═════ PROVIDED RECORDS ═════
PR #3025, opened 2022-07-27
build/linux/arm: pin dotenv Rubygem version to 2.7.6

deadprogram:
This PR updates the Linux ARM builds to use the 2.7.6 version of the dotenv Rubygem. This is needed due to https://github.com/jordansissel/fpm/issues/1918

### DIFF
--- a/.github/workflows/linux.yml
+++ b/.github/workflows/linux.yml
@@ -98,6 +98,7 @@ jobs:
         run: make wasi-libc
       - name: Install fpm
         run: |
+          gem install --version 2.7.6 dotenv
           gem install --no-document fpm
       - name: Build TinyGo release
         run: |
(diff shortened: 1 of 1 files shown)


deadprogram:
That last change is the correct one. Once everything else is completed, I will replace all these commits with a single one that does the needed pinning to specific version.

aykevl (approved):
Seems like a fine workaround.

Hopefully I'll be able to also make an Alpine/musl build for arm/arm64 so we can use a recent Perl version that hopefully doesn't need this workaround anymore.

deadprogram:
> use a recent Perl version

:rofl:

aykevl:
Eeeh yeah I clearly wasn't very focused...

PR #3027, opened 2022-07-27
machine/rp2040: turn off pullup/down when not input type not specified

deadprogram:
This PR turns off the pullup/pulldown resistor when the input type has not specified it.

This is needed to leave the input pin in a floating mode such as that needed by the Makeybutton driver.


kenbell (approved):
LGTM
═════
WHAT YOU ARE ASKED TO DO: Transcribe the listing shown above in full and without change.

RESPONSE BOX:
PR #3025, opened 2022-07-27
build/linux/arm: pin dotenv Rubygem version to 2.7.6

deadprogram:
This PR updates the Linux ARM builds to use the 2.7.6 version of the dotenv Rubygem. This is needed due to https://github.com/jordansissel/fpm/issues/1918

### DIFF
--- a/.github/workflows/linux.yml
+++ b/.github/workflows/linux.yml
@@ -98,6 +98,7 @@ jobs:
         run: make wasi-libc
       - name: Install fpm
         run: |
+          gem install --version 2.7.6 dotenv
           gem install --no-document fpm
       - name: Build TinyGo release
         run: |
(diff shortened: 1 of 1 files shown)


deadprogram:
That last change is the correct one. Once everything else is completed, I will replace all these commits with a single one that does the needed pinning to specific version.

aykevl (approved):
Seems like a fine workaround.

Hopefully I'll be able to also make an Alpine/musl build for arm/arm64 so we can use a recent Perl version that hopefully doesn't need this workaround anymore.

deadprogram:
> use a recent Perl version

:rofl:

aykevl:
Eeeh yeah I clearly wasn't very focused...

PR #3027, opened 2022-07-27
machine/rp2040: turn off pullup/down when not input type not specified

deadprogram:
This PR turns off the pullup/pulldown resistor when the input type has not specified it.

This is needed to leave the input pin in a floating mode such as that needed by the Makeybutton driver.


kenbell (approved):
LGTM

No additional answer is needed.